At first there may seem little similarity between this well-known Physis 101 demonstration, and the behavior of sample statistics, but the similarities are quite profound.

  1. The video demonstrates that while the ball’s trajectory is “really” rectilinear (to an observer on the ground), it is obviously curved relative to any measurements made on the revolving merry-go-round.
  2. As we will show, the behavior of a random variable may “really” be normal (with respect to known population parameters \(\mu \text{ and } \sigma\) (mean and standard deviation), but it is very much different relative to sample statistics \(\bar{X} \text{ and } s\).

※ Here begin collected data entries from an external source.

PR #790, opened 2018-01-19
Compile on CI using Qt5

davidjsherman:
macOS: tell CMake where to find Qt5
Windows: tell CMake where to find Qt5
Windows: compile on node labeled "windows-qt5"

### DIFF
--- a/Jenkinsfile
+++ b/Jenkinsfile
@@ -87,18 +87,20 @@ pipeline {
 						echo "macos_enki_DIR=${env.macos_enki_DIR}"
 						echo "macos_dashel_DIR=${env.macos_dashel_DIR}"
 						CMake([label: 'macos',
+							   getCmakeArgs: "-DCMAKE_PREFIX_PATH=/usr/local/opt/qt5",
 							   envs: [ "enki_DIR=${env.macos_enki_DIR}", "dashel_DIR=${env.macos_dashel_DIR}" ] ])
 						stash includes: 'dist/**', name: 'dist-aseba-macos'
 					}
 				}
 				stage("Compile on windows") {
 					agent {
-						label 'windows'
+						label 'windows-qt5'
 					}
 					steps {
 						sh 'git submodule update --init'
 						unstash 'dist-externals-windows'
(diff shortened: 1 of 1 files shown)


stephanemagnenat:
Could this be simplified after aa4c3512?

stephanemagnenat:
@cor3ntin you merged this PR but @davidjsherman did not answer my question. Did you discuss it with him? I want to avoid hacks being introduced when not necessary, we should not hastily merge PR that have outstanding unanswered comments. For this one we now have a `CMAKE_PREFIX_PATH` define that we do not know whether we need.

cor3ntin:
@stephanemagnenat I don't really see that as a hack. Maybe they could be moved to env variables or but in a yaml file.

I think the actual question is whether `Jenkinsfile` should be moved to https://github.com/aseba-community/aseba-continuous-integration altogether as even without those variables there are some assumptions made about the build system and therefore it's doubtful it could be used as-is by someone else.

stephanemagnenat:
@cor3ntin my question was that whether this path is useful after aa4c351? Shouldn't we expect to find Qt5 in the system path or be set through environment variables?

I think that the question of moving the Jenkins files to the CI repository is valid, but I will let @davidjsherman answer because he has the overview of what should be where regarding to CI.

davidjsherman:
1. @stephanemagnenat is correct about the process, his review was still open and it is his call whether to agree to changes or withdraw the review. I didn't have time to answer his question, in fact I only noticed it yesterday.
2. No. The philosophy of Jenkinsfile and Dockerfile in SCM means that they are **in the same SCM as the source code** and are tracked in the same history. It is fundamental.
[Ref 1](http://blogs.collab.net/devopsci/ten-best-practices-for-continuous-integration)
[Ref 2](https://github.com/jenkinsci/pipeline-examples/blob/master/docs/BEST_PRACTICES.md)
[Ref 3](http://bvajjala.github.io/blog/2014/04/22/best-practices-of-continuous-integration/)
[Ref 4](https://jenkins.io/doc/book/pipeline/jenkinsfile/)

PR #798, opened 2018-01-25
WIP: CMake refactoring

stephanemagnenat:
I create this PR not to merge for now, but to have a place to discuss the changes from the CMake refactoring.


CMakeModules/aseba_conf.cmake
```diff
@@ -0,0 +1,10 @@
+add_library(aseba_conf INTERFACE)
```
stephanemagnenat: I do not understand what is this library, could you please add documentation here?

CMakeModules/zeroconf.cmake
```diff
@@ -0,0 +1,27 @@
...
+	add_library(libavahi ${PROJECT_SOURCE_DIR}/third_party/avahi-compat-libdns_sd/compat.c)
+	target_link_libraries(libavahi PUBLIC ${AVAHI_CLIENT_LIBRARIES} ${AVAHI_COMMON_LIBRARIES})
+	target_compile_definitions(libavahi PUBLIC -DDNSSD_AVAHI)
+	set(HAS_AVAHI_SUPPORT ON)
+endif()
+
+
+if (DNSSD_FOUND)
+	set(HAS_ZEROCONF_SUPPORT ON)
+	add_library(zeroconf INTERFACE)
```
stephanemagnenat: Why is this library not prefixed by aseba?

android/thymiovpl/src/org/mobsya/thymiovpl/DashelSerial.java
```diff
@@ -1,150 +0,0 @@
...
-    {
-        return epout;
-    }
-
-    boolean CloseDevice()
-    {
-        connection.close(); // Linux take care of releasing everything else ...
-        return true;
-    }
-}
```
stephanemagnenat: I just realised that thymio vpl 2 might be using this file (and the rest of Dashel android), we should move it somewhere not delete it. I will check later.

marvelous: It's ok, VPL2 has a modified copy of this file: https://github.com/aseba-community/thymio-vpl2/blob/master/android/src/org/mobsya/thymiovpl/DashelSerial.java

davidjsherman:
This PR doesn't even build in CI (see [log](https://ci.inria.fr/inirobot/job/aseba-community/job/aseba/view/change-requests/job/PR-798/1/console)), I'm not looking any more closely for now.
```
hudson.plugins.git.GitException: Command "git merge 3b35de80d5fdd47592b1c01d57e1f4ef37c5e5ea" returned status code 1:
stdout: Auto-merging src/clients/studio/plugins/ThymioBlockly/blockly
Adding as src/clients/studio/plugins/ThymioBlockly/blockly~HEAD instead
Automatic merge failed; fix conflicts and then commit the result.
```

CMakeModules/aseba_conf.cmake
cor3ntin: It's a "virtual library", if you want. It has no source.
It however sets a number of properties that are used by its dependencies ( transitively )

In particular, it sets a few defines ( ASEBA_ASSERT, WIN32_LEAN_AND_MEAN ), include paths (src), as well as features and properties.

It's equivalent of setting global properties, albeit cleaner since you can write a target that do not "link" on aseba_conf if you want for some reason not to inherit its properties.

Makes sense ?

https://cmake.org/cmake/help/v3.10/manual/cmake-buildsystem.7.html#build-specification-and-usage-requirements

CMakeModules/zeroconf.cmake
cor3ntin: It's not related to aseba.
aka it's not asebazeroconf - which also exists.

when linking to `zeroconf` a target will automatically get the includes and libraries defined by `zeroconf` aka DNSSD_LIBRARIES, AVAHI_LIBRARIES, thread, support, etc.

it exists only to aggregate properties under a single name.

cor3ntin:
@davidjsherman this branch is not ready to be merged. However it's on top of master with no conflict.

android/thymiovpl/src/org/mobsya/thymiovpl/DashelSerial.java
stephanemagnenat: thanks @marvelous, so we can delete it here.

CMakeModules/aseba_conf.cmake
stephanemagnenat: > Makes sense ?

Yes, thanks for the explanation.

CMakeModules/zeroconf.cmake
stephanemagnenat: Ok, thanks for the explanation. Another question: couldn't these properties directly be attached to asebazeroconf?

cor3ntin: We could but I think it's cleaner that way, more modular.
Asebazeroconf depends on zeroconf and zeroconf happens to be a set of dnssd / avahi library.
It helps hiding the nastiness of find packages so that we can reason in terms of libraries where a library is a set of includes, defines, properties, compiler flags and actual library ( .a / .so ).

A library can either be private or public, which I haven't worked a lot on yet. That controls whether the properties get inherited transitively or not.

stephanemagnenat: Ok, that seems to make sense. Do you plan to document these design decisions?

cor3ntin: I can put a command in the CMakefile once its done, or maybe more comment in the issue ?
CMake has the ability to generate a graphviz .dot from the dependencies tree Maybe that's a good resource ?
You are probably more experienced with graphviz than me, I'm not sure how to make the graph reasonably good looking.

stephanemagnenat: Comments are always good, as is a dependency tree. But the key elements would be a description of the rationale behind the organization. Obviously you re-organize the tree with some concepts in mind, it would be helpful to explain them so that people can understand the CMake files easily. The current one are very unsophisticated, so it is not so much of a problem for people to understand them quickly, but with more sophisticated ones, a design documentation is necessary.

cor3ntin: Note that I'm merely trying to implement what I understand to be good "modern cmake" practices  namely
 - Describe everything as a dependency tree
 - Use as little compilers flags as possible, warning levels, optimization levels, sanitizers, etc should be handled in CTest files.

stephanemagnenat: This is already a start of a design documentation :-)

davidjsherman: Good choices are bubble graphs or chord diagrams, depending on the topology. DependencyWheel from D3 is a typical choice for chord diagrams.

stephanemagnenat:
@cor3ntin what is the rationale for moving the sources into `src/`? It breaks the maintainer scripts and the code of projects using Aseba as sub-module, such as VPL2.

cor3ntin:
@stephanemagnenat 

- I do not want non-source folders to be part of the include path ( aka, currently one can do `#include "debian/..." )
-  It's a standard layout for projects ( albeit we could also rename `src` to `aseba` )
-  I plan on adding a bunch of files and directories at the root for windows and osx packaging as well as a few build script files
-  you can also clone dashel and enki at the root 
 - There will be new source folders for the launcher and future projects

The maintainers script have been fixed, I'll make sure that VPL2 keeps working properly too.
Of course if you are strongly opposed to that I'll change.

CMakeModules/dashel.cmake
```diff
@@ -0,0 +1,9 @@
+if(EXISTS ${PROJECT_SOURCE_DIR}/dashel/CMakeLists.txt)
+	add_subdirectory(${PROJECT_SOURCE_DIR}/dashel)
+	message("Using dashel from ${PROJECT_SOURCE_DIR}/dashel")
```
stephanemagnenat: Please use capital d for dashel.

CMakeModules/zeroconf.cmake
```diff
@@ -0,0 +1,28 @@
+option(ENABLE_DISCOVERY "Enable device discovery ( zeroconf)" ON)
```
stephanemagnenat: extra space before zeroconf

stephanemagnenat:
The case is strong enough, ok for the new layout. Personally I slightly prefer using `aseba` instead of `src` so that we can have a `third_party` directory at the top-level, but I am open for discussion. Where did you plan to put third-party sources?

cor3ntin:
@stephanemagnenat I will rename src to aseba then. third_party will be at the top level.

stephanemagnenat:
Ok, that makes sense.

cor3ntin:
@davidjsherman is the ci running in this ? it doesn't appears to

cor3ntin:
it's alive ! https://ci.inria.fr/inirobot/job/corentin/job/aseba/job/cmake_3x/

PR #809, opened 2018-01-31
Guidelines for pull requests

davidjsherman:


stephanemagnenat:
@davidjsherman are these guidelines still WIP? My feeling was that after our last meeting, we could merge it, right?

cor3ntin:
Btw, it may be better to have and use a WIP tag rather than relying on the PR/commit name

stephanemagnenat:
For me a label is fine, @davidjsherman good for you or was there a specific reason to put WIP in the titel?

davidjsherman:
We might want to treat WIP PRs differently in CI. I know how to filter based on the PR name. If someone can establish how to filter on a discovered tag (the [documentation]() doesn't say how) then why not.

The comment said “it may be better” but didn't say why, so I didn't take it seriously.

davidjsherman:
Commit 9c8862620419965a4c789c6a3ad787662391afc9 adds a paragraph with guidelines for adding tests, including what we discussed about adding tests before a fix is found. This was the last thing in my notes, so I am removing WIP.

By the way, when I try to use the [`DISABLED` test property](https://cmake.org/cmake/help/v3.10/prop_test/DISABLED.html), the test is performed anyway. @cor3ntin have you ever succeeded in disabling a test?

PR #833, opened 2018-02-11
Greek Translations

paraskevasleivadaros:
Added the Greek Translations as you requested! :)


stephanemagnenat:
Thank you very much! Which name/email would you like to see in the credits? (you can send me by email to avoid spam).

PR #836, opened 2018-02-13
turkish translation - done

onurkahveci:
Turkish translation for aseba studio is done and proofread.
Other files (of extra plugins etc.) will be done in few days.


onurkahveci:
What is the reason of the problem, error? So that I can fix it?

mbonani:
It seems that they was an error with the build system, it seems fine now. Maintainer has to control but he is in holiday

Issue #746, opened 2017-12-12
Unicode characters are not recognised as alphanumeric on some versions of macOS


mbonani:
aseba on windows (probably linux)  accept in the code accentuate character. 
on macosx it make error " indentifier must begin with _ or an alpha numeric character, found unicode character instead"
In the description of the language it is normally not permit. But generated code coming from blockly could have some. We should be consistent.

stephanemagnenat:
On my mac is works.

stephanemagnenat:
It seems some locales do not consider unicode characters to be alphanumeric. According to [cpp reference.com](http://en.cppreference.com/w/cpp/locale/isalpha), it could be forced. Maybe forcing the locale to "UTF-8" could help.

stephanemagnenat:
Do we move that to 1.6.1?

mbonani:
yes

ypiguet-epfl:
The error message has typos which make it difficult to find in the source code. It's _Identifiers must begin with _ or an alphanumeric character, found unicode character 0x?? instead_ where _0x??_ stands for the hexadecimal unicode code point for the Basic Multilingual Plane (up to U+FFFF), something else beyond. It's for error `ERROR_INVALID_IDENTIFIER` thrown by method `Aseba::Compiler::tokenize` in [aseba/compiler/lexer.cpp](https://github.com/aseba-community/aseba/blob/master/compiler/lexer.cpp).

Suggestion: write your own unicode handling code and don't depend on Qt, c++ standard libraries, the OS, user settings, or any short-term hack.

cor3ntin:
The underlying issue have been found, it's indeed because the tool rely on the underlying environment settings ( which it should not) and for some reason on OSX that environment may not be utf8.
Expect a fix in the coming weeks.

However, we should definitively not reinvent the wheel. Why locale support in the STL is somewhat lacking, it's top of the class in Qt, when used properly.

ypiguet-epfl:
What about tools which use the compiler without a GUI, such as the switch? In mine, when compiled on macOS, I get the same error:
```
./vmshell --dis --src -
var é
Error at Line: 1 Col: 5 : Identifiers must begin with _ or an alphanumeric character, found unicode character 0xe9 instead
Compilation error.
```
Unicode character categories and utf-8 aren't rocket science. A platform-independent, Qt-independent, definitive solution would be nice.

cor3ntin:
[...]

PR #842, opened 2018-02-24
Force utf8 locale while compiling

cor3ntin:


cor3ntin:
#746

cor3ntin:
There is a slight bug, I will be fixing that soon !

PR #852, opened 2018-03-08
Update the compilation instructions

cor3ntin:
See https://github.com/cor3ntin/aseba/blob/building_md/docs/en/development/building.rst


cor3ntin:
@mbonani can we merge that ?

docs/en/development/building.rst
```diff
@@ -0,0 +1,188 @@
...
+
+Getting Started on OSX
+----------------------
+
+You will need OSX 10.11 or greater
+
+-  Install `Homebrew <https://brew.sh/>`__.
+-  In the cloned repository run
+
+   brew update brew tap homebrew/bundle brew bundle
```
mbonani: this is a command it should be shown as the others

docs/en/development/building.rst
```diff
@@ -0,0 +1,188 @@
...
+~~~~~~~~~~~~~~
+
+In a msys2 prompt, run
+
+::
+
+    mkdir build && cd build
+    cmake -DBUILD_SHARED_LIBS=OFF -DCMAKE_BUILD_TYPE=Release -DCMAKE_PREFIX_PATH="<path of qt>;<path of bonjour>" ..
+    make
+
```
mbonani: this implies that the git clone was done inside msys2 no? perhaps better explain that somehow

cor3ntin: It does not, you just need to be in the location the repository was clone in. that may be anywhere on your drive

mbonani: ok

mbonani:
we can merge when the conflict is solved

PR #2502, opened 2018-03-01
Replace weather images with emojis.

fosJoddie:
## Description
Replace pixely weather icons by pretty and scalable emojis for displaying weather boosted conditions on pokemon.

## Motivation and Context
Requested feature

## How Has This Been Tested?
Tested on local instance

image

## Types of changes

## Checklist:


static/sass/layout/_pokemon.scss
```diff
@@ -37,6 +37,11 @@
     font-size: 11px;
   }
 
+  &.weather-boosted {
```
pogo-excalibur: I think I'd prefer to use something like 'weather-boost' or 'weather-condition'.

But we don't have a consistent short-form name for this yet, so 🤷‍♂️ .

Most engineering Monte Carlo studies begin with the model parameters as given. How could it be otherwise?

But in any real situation the model parameters are not known. In fact, even the model itself is not known. Normal? lognormal? Weibull? Beta? or mixtures of these? And these are continuous densities. What of the discrete densities? Or non-standard densities? Even when the model can be taken as known, its parameters (e.g. \(\mu \text{ and } \sigma\) for a Normal model) still must be estimated from the data.

Since the true values of \(\mu \text{ and } \sigma\) are not known, engineers “learned” to compute \(\bar{X} \text{ and } s\) and then substitute them for \(\mu \text{ and } \sigma\).

Unfortunately, this isn’t what we were taught, even if it does appear to be what we “learned.” So what’s wrong with this picture?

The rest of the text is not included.